* Available data *
========================================

PR #3049, opened 2022-09-28
[master] Moved lookupServer code into adjacent files so that functionality can…

CSideSteve:
Sepertate the ETH/EVM changes from the original 8.2 core allowing us to disable by switch and rung git diff with ease against 8.2 binaries.

## Description

Preserver lineage of code in repository and reduce risk upon release.

## Backward Compatibility

- [ x] This is not a breaking change

## Review Suggestion

do a git diff of lookupserver against 8.2 version

## Status
Fairly expeditious as many people make chanegs to lookupserver.
### Implementation

- [ ] **ready for review**

- [ ] local machine test

- [ ] small-scale cloud test

### DIFF
--- a/src/libServer/LookupServer.h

========================================

* What the task requires *
Pull out all lines in the data above that include "code".

* Answer for this exercise *
[master] Moved lookupServer code into adjacent files so that functionality can…
Preserver lineage of code in repository and reduce risk upon release.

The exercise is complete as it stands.